LIGHTWEIGHT STEEL TRUSSES (bar joists) ROOFS

Steel trusses can elongate and push on supporting walls, which can collapse. If the wall resists failure the truss will buckle. At higher temperatures they start to soften and fail.

If supporting a tar and gravel roof on corrugated steel sheets, they can develop heavy fire under the roof from gases coming from the tar above. This is called a Combustible Metal Deck roof (COMB).

Heavy streams directed from a safe location onto the underside of the roof can cool tar and cut off gas. Overhead streams on the roof are useless. A tower ladder or squirt can be used to provide a stream through a doorway. Keep the bucket clear of a possible front wall or cornice collapse.

It is unsafe and useless to attempt to ventilate manually. Keep personnel off and out from under the roof.

Twenty St. Paul, Minnesota firefighters were evacuated from a strip mall store because of high heat and smoke, 60 seconds before the COMD roof collapsed. Reference BCFS3, pp. 302-9. And, Firehouse Magazine, Feb. 2002, "Combustible metal Deck Roofs", by Brannigan.

There are not many literature references because this problem is not recognized and heat is ascribed to "gases from contents", or, as an "attic fire". Take the tower ladder out and systematically look down on the roofs for flat roofs. Then determine if the covering is a "Built Up Roof".

With the help of son Christopher who is a Power Point whiz, I am developing a Power Point presentation for this serious hazard, which I discovered in 1946, for instructors.

AN IMPORTANT CORRECTION

BCFS3 p. 447 states 537 BTU is generated for each cubic foot of oxygen delivered to the fire. I learned this years ago and have no idea of its origin or accuracy. A competent authority has informed me that the word delivered is incorrect. It should be, consumed, by the fire.

The point of course is that there is a direct relationship between heat produced and oxygen available to the fire.

However, this is the sort of obscure item beloved by exam writers. I wrote BCFS3 to help firefighters survive in a most hostile environment, not as an exam text.

I did not write a "Study Guide" because I feel that everything in the text is important to somebody somewhere. A promotion exam is designed to rank candidates, and multiple "guess" questions are quick and easy to correct.

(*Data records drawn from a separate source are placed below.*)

PR #1712, opened 2025-02-18
Implement Automated Testing Code from POC Branch for ET

kjain110:


mod-fqm-manager/src/main/resources/karate-config.js
```diff
@@ -82,8 +82,8 @@ function fn() {
     config.baseUrl = 'https://folio-perf-corsair-okapi.ci.folio.org:443';
     config.admin = {
       tenant: 'fs09000000',
-      name: 'admin',
-      password: 'bugfest09'
+      name: 'diku_admin',
+      password: 'admin'
     };
     config.prototypeTenant = 'fs09000000';
```
bvsharp, line 88: Can we update the rancher config to something that will work again, since perf is gone? Maybe dev-corsair with diku_admin as the prototype tenant?

mod-fqm-manager/src/test/java/org/folio/ModFqmManagerTest.java
```diff
@@ -35,6 +35,7 @@ static List<Arguments> features() {
     return Stream
       .of(
         "entity-types",
+              "validate-entity-type",
```
bvsharp, line 38: nit: formatting

bvsharp (approved):

mweaver-ebsco (approved):

PR #1735, opened 2025-03-05
Odin module is adopted

viktor-draban:
- mod-batch-print tests are adopted to eureka env
- some common-eureka module tags have been renamed using camelcase
- updated createEntitlement functionality using queryParams by default and add ability to skip them
- added an additional check, if entitlementCreation returns a status cancelled\cancellation_failed\failed then stop execution


khandramai (approved):

common/src/main/resources/common/eureka/setup-users.feature
```diff
@@ -5,28 +5,37 @@ Feature: prepare data for api test
...
+    * if (typeof entitlementDefaultBehavior !== 'undefined' && entitlementDefaultBehavior == false) queryParam = {}
+    * call read('classpath:common/eureka/application.feature@applicationSearch')
     * def entitlementTamplate = read('classpath:common/eureka/samples/entitlement-entity.json')
     Given url baseUrl
     Given path 'entitlements'
+    And params queryParam
     And request entitlementTamplate
     When method POST
 
+    Given path 'entitlement-flows'
```
MaximKa99, line 26: i do not understand why we use here endpoint to check async operation if originally we call sync (because we do not specify async parameter) endpoint to create entitlements.

viktor-draban: Our first environment returned an immediate response about entitlement creation, so I added that code here. In that environment the request seems synchronous, but I can't rely on the subsequent environment and its behavior. Do you think we should leave it here or is it completely redundant and should be removed?

viktor-draban: It makes sense

viktor-draban: done

MaximKa99 (approved):

PR #1754, opened 2025-03-12
[MODFISTO-515] Delete a pending payment to revert creation

damien-git:
## Purpose
[MODFISTO-515](https://folio-org.atlassian.net/browse/MODFISTO-515) - Support deleting pending payments with batch transaction API

## Approach
- New tests for the batch API, to delete a pending payment
- Fixed and updated the tests to check the allowable encumbrance/expenditures (previously the test for expenditures was actually checking encumbrance; also it is more realistic to create a pending payment before creating a payment - this way the test will be less dependent on the implementation)

[mod-finance-storage PR](https://github.com/folio-org/mod-finance-storage/pull/465)

### DIFF
--- a/acquisitions/src/main/resources/thunderjet/mod-finance/features/allowable-encumbrance-and-expenditure-restrictions.feature
+++ b/acquisitions/src/main/resources/thunderjet/mod-finance/features/allowable-encumbrance-and-expenditure-restrictions.feature
@@ -1,17 +1,17 @@
 Feature: Test allowable encumbrance and expenditure restrictions
 
   Background:
+    * print karate.info.scenarioName
+
     * url baseUrl
-    # uncomment below line for development
-#    * callonce dev {tenant: 'testfinance4'}
     * call login testAdmin
     * def okapitokenAdmin = okapitoken
 
     * call login testUser
     * def okapitokenUser = okapitoken
 
-    * def headersUser = { 'Content-Type': 'application/json', 'x-okapi-token': '#(okapitokenUser)', 'Accept': 'application/json'  }
-    * def headersAdmin = { 'Content-Type': 'application/json', 'x-okapi-token': '#(okapitokenAdmin)', 'Accept': 'application/json'  }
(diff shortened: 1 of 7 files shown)


SerhiiNosko (approved):

acquisitions/src/main/resources/thunderjet/mod-finance/features/allowable-encumbrance-and-expenditure-restrictions.feature
```diff
@@ -84,6 +84,95 @@ Feature: Test allowable encumbrance and expenditure restrictions
       | negative   | 100        | 10           | 50         | 25          | 17           | 110          | 30     | 422    |
 
 
+  Scenario Outline: Test allowable encumbrance with pending payment: remaining encumbrance would be <remaining>
```
BKadirkhodjaev, line 87: Can this be change to use just the **Scenario** with the newer table-driven approach?

damien-git: I started implementing that, and then I realized this would not work well, because for each example you create a new fund, budget, encumbrance, and sometimes pending payment. So for instance you would have to create a table for funds with fundId1, fundId2 etc (because you need the fund id to create the related budget and encumbrance), and it would not be much more readable.

But also, I think there is nothing wrong with using `Scenario Outline` as it is done in this feature. We should avoid using it when the tests cannot be used in parallel and the different examples are meant to be executed one after the other, and we expect all of the data to be there afterwards. But if you create a scenario with different cases that are independant and the next scenario is not using that data, it makes sense to use Scenario Outline.

We can still use createXXX reusable features in this case to simplify the code.

damien-git: @BKadirkhodjaev I rewrote allowable-encumbrance-and-expenditure-restrictions.feature to use reusable features and add checks for codes. I will merge it, but you might find the changes interesting.

PR #1772, opened 2025-03-18
FAT-19191: Fix order of classification number in API response

pkjacob:
Fix order of classification number in API response

In GET /resource/{instanceId} API response, dewey classification comes before lc classification
In GET /resource/{workId} API response, lc classification comes before dewey classification


askhat-abishev:
@pkjacob can we check the response using different approach?

AndreiBordak (approved):

PR #1785, opened 2025-03-21
[FAT-19390]. Fix incorrect series used in FY

BKadirkhodjaev:
## Purpose

- <https://folio-org.atlassian.net/browse/FAT-19390>

## Approach

- Change FY series back to TESTFYA with codes TESTFYA0001 and TESTFYA0002


damien-git (changes requested):
This fixes test execution with a single thread, but I think you should also revert the removal of "`@parallel=false`", because the test is written assuming scenarios are executed in order. The `@parallel=false` tag can help us find features to update, it also makes sense to use it given Karate's default parallel execution.

damien-git (approved):

BKadirkhodjaev:
Merging with 1 BE approval

PR #1866, opened 2025-04-24
[MODORDERS-1265]. Remove ISBN validation/normalization logic

SerhiiNosko:
## Purpose
https://folio-org.atlassian.net/browse/MODORDERS-1265


azizbekxm (approved):

damien-git (changes requested):
You probably have to edit `poline_change_instance_connection.feature`.

SerhiiNosko:
> You probably have to edit `poline_change_instance_connection.feature`.

Thanks, both tests were verified locally
attempt_to_update_unmod_order
instance_connection

SerhiiNosko:
Also now we do not set quialifier at all in mod-orders code, so removed it from tests as well.
Now behaviour is consistent with Inventory application that does not have qualifier also, it has only productId and type
image

damien-git (approved):

PR #1876, opened 2025-04-28
[MODORDERS-1272] Added ability to run the tests locally with eureka-cli

damien-git:
## Purpose
[MODORDERS-1272](https://folio-org.atlassian.net/browse/MODORDERS-1272)

## Approach
- Fixed application deployment when there is no dependency array (needed with eureka-cli)
- Added a config parameter for the keycloak client id, since it is different by default for eureka-cli
- Fixed configs
- Merged recent commits from master branch

### TODOS and Open Questions
- **TODO before merge**: define `kcClientId`/`kcClientSecret` for other teams' `karate-config.js`
- TODO: make it work on rancher and snapshot
- TODO: add this env variable to mod-login-keycloak in the default eureka-cli config: `KC_ADMIN_TOKEN_TTL: 59s`
- Make the tests use a testUser user as before, avoid using an admin user for everything (in other PRs)
- TODO: use a consistent login method (currently `common/login` or `eureka/login`).


SerhiiNosko (approved):

BKadirkhodjaev:
I need to try it locally, please do not merge it as it looks like some of the stuff here is only intended for local runs

common/src/main/resources/common/eureka/application.feature
```diff
@@ -27,7 +27,7 @@ Feature: Applications
     * def uniqueAppIds = karate.distinct(appIds)
 
     # search dependencies among found applications, extract dependencies names, remove dependencies name duplicates
-    * karate.forEach(uniqueAppIds, appId => dependencyNames.push(appDescriptions.filter(descriptor => descriptor.id == appId).flatMap(x => x.dependencies.map(dep => dep.name))))
+    * karate.forEach(uniqueAppIds, appId => dependencyNames.push(appDescriptions.filter(descriptor => descriptor.id == appId).flatMap(x => x.dependencies ? x.dependencies.map(dep => dep.name) : [])))
```
BKadirkhodjaev, line 30: This is needed because in local Eureka environment, in the default profile we don't have any dependencies as we have in other envs, which are typically divided into app-minimal and app-complete that needs app-minimal to be installed first

- <https://github.com/folio-org/eureka-setup/blob/master/eureka-cli/config.combined.yaml#L9>

So without this addition Karate locally with Combined profile will fail

BKadirkhodjaev (approved):

damien-git:
@SerhiiNosko I meant to finish this before merging (from the TODO list):
- TODO before merge: define kcClientId/kcClientSecret for other teams' karate-config.js
I noticed that was missing yesterday, I should have turned that PR back into a draft...

I will try to finish that quickly today.

PR #1879, opened 2025-05-05
[MODORDERS-1272] Fixed permissions for mod-finance tests

damien-git:
## Purpose

## Approach
Fixed permissions for mod-finance tests.  The test user has only mod-finance permissions. The admin user has only non-finance permissions - this way it won't be used unnecessarily.
The current common features only support the creation of a single user (with okapi the test and admin users were created at the same time). After using `setup-users.feature` to create the test user, `finance-junit.feature` calls some `setup-users.feature` scenarios again to create the admin user.

### TODOS and Open Questions
- TODO (later): move some tests to cross-modules or modify them so they don't use invoice or orders permissions.
- TODO (later): fix `finance.feature` to support eureka (if possible)
- TODO (soon): fix permissions for other acquisitions tests, using a similar separation between admin and user permissions - for instance in mod-orders tests the test user will have only mod-orders permissions.


acquisitions/src/main/resources/thunderjet/mod-finance/features/budgets-totals-calculation.feature
```diff
@@ -1,15 +1,14 @@
...
 
   Background:
+    * print karate.info.scenarioName
     * url baseUrl
-    # uncomment below line for development
-    #* callonce dev {tenant: 'testfinance1'}
-    * callonce login testAdmin
-    * def okapitokenAdmin = okapitoken
-    * def headersAdmin = { 'Content-Type': 'application/json', 'x-okapi-token': '#(okapitokenAdmin)', 'Accept': 'application/json', 'x-okapi-tenant': '#(testTenant)'  }
-    * def headersUser = headersAdmin
```
BKadirkhodjaev, line 10: Are you sure we don't need admin here for budget/fund stuff?

BKadirkhodjaev (approved):

PR #1880, opened 2025-05-06
[MODORDERS-1272] Fixed permissions for mod-orders tests

damien-git:
## Purpose

## Approach
- Updated tests to use a test user and an admin user with different permissions. The test user has all permissions for mod-orders, the admin user has all the other permissions.
- Modified `independent-acquisitions-unit-for-ordering-and-receiving.feature`  to create and use a new user, `testUser2`, which has some specific permissions (previously it was using the admin user to edit orders, but the new users do not allow that)
- Introduced 2 new functions, `createAdditionalUser` and `getUserIdByUsername`. Updated mod-finance tests to use `getUserIdByUsername` too.

### TODOS and Open Questions
- TODO: move some tests to mod-invoice or cross-modules.
- TODO: convert the remaining tests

Their serious defect in this life safety subject is that one answer must be provably wrong in court, but give a strong appearance of being correct. At a 2 a.m. fire, the wrong answer may be the one which flashes up on the officers mental compute screen, with possible fatal results for the officer and his crew.

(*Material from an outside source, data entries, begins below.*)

PR #1885, opened 2025-05-15
[MODORDERS-1272] Fixed users and permissions for consortia tests

damien-git:
## Purpose

## Approach
- Cleaned up consortia-orders-junit.feature to make it easier to read
- Fixed the headers for all requests in consortia tests (note that "`And header`" does not work when `configure` is used)
- Removed unused permissions

### TODOS
- Continue fixing tests for Eureka
- Look at non-junit features
- Someone else should look at the remaining errors in `open-order-with-locations-from-different-tenants` and `reopen-and-change-instance-connection-order-with-locations-from-different-tenants`, they are probably caused by errors in the consortia tests (as multiple errors were cancelling each other and the user/permissions were fixed)


SerhiiNosko (approved):
nice that we have option to run consortia karate tests now on Eureka at least on rancher

BKadirkhodjaev (approved):

PR #1886, opened 2025-05-15
Enhance capability retrieval by tracking found and missing permissions

okolawole-ebsco:
## Purpose
Show missing capabilities to help troubleshooting

## Approach
Tracking existing capabilities and return capabilities that do not exists in the "expected" list


damien-git:
This could be very useful.

PR #1900, opened 2025-05-29
Move other features under one master feature for parallel exec

okolawole-ebsco:
- Most of the feature are moved verbatim but there are tweaks to get to a passing state. The previous version rely on many magic variables which causes troubleshooting hell.
- There is a karate quirk where feature files executed with `call read(...)` ignore all tags in the feature file, including `@ignore`. This means that reusable functions should declared outside the main feature files so that they don't get executed.

## Purpose
Move other features under one master feature for parallel exec


okolawole-ebsco:
Going in a different direction to support parallel execution and individual execution better.

PR #469, opened 2015-06-17
user misconfiguration does not need to be reported to airbrake

grosser:
previous errors were mor of the mysql is broken / the app is failing kind,
but this is simply user error and does not need to be reported

@zendesk/runway 

### Risks
 - None

### DIFF
--- a/config/database.mysql.yml.example
+++ b/config/database.mysql.yml.example
@@ -1,4 +1,7 @@
-<% uri = URI(ENV['MYSQL_URL'] || 'mysql://root@127.0.0.1:3306/samson_development') %>
+<%
+  uri = URI(ENV['MYSQL_URL'] || 'mysql://root@127.0.0.1:3306/samson_development')
+  uri.scheme = 'mysql2'
+%>
 
 development:
   url: <%= uri %>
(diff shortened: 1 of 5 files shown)


config/database.mysql.yml.example
```diff
@@ -1,4 +1,7 @@
-<% uri = URI(ENV['MYSQL_URL'] || 'mysql://root@127.0.0.1:3306/samson_development') %>
+<%
+  uri = URI(ENV['MYSQL_URL'] || 'mysql://root@127.0.0.1:3306/samson_development')
```
grosser: @gabetax fyi this needed mysql2

grosser: leaving the mysql on purpose to only have 1 code-path

lib/samson/hooks.rb
```diff
@@ -1,5 +1,8 @@
 module Samson
   module Hooks
+    class UserError < StandardError
```
grosser: this is a weird place to add the error ... but idk where else to add ...

jonmoter:
Seems reasonable to me.  :+1:

config/database.mysql.yml.example
gabetax: I made the same change in my other repo. good call.

Issue #465, opened 2015-06-15
Samson won't start with current master without a docker daemon or a valid DOCKER_URL


kureikain:
Hi,

Samson seems introduce a bunch of Docker stuff and in a default environment, especially on Mac OSX, it won't start if we don't config DOCKER_URL to point to boot2docker such as tcp://192.168.59.103:2376. The issue is we don't have it in env file which generate when run bootstrap script. It seems docker is a requirement for Samson now which may make run samson inside Docker even harder?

After the test the training officer, at the very least, should make every effort to expunge the wrong answers from the consciousness of those who took the test. In today's litigious society failure to do so may be regarded as serious negligence.

To those who say, "I read your book when I studied for promotion, and not since", I urge you to dust it off. Keep it handy and read a page or two daily. You never know when some bit of information will help to get the job done or save a life, possibly your own.

In my own case, one bit of information had been on my hard drive for several years. In another, I got the information on Wednesday and used it to good advantage on Friday.

Would you like your doctor to brag that he had never read a book after leaving school because his experience was enough?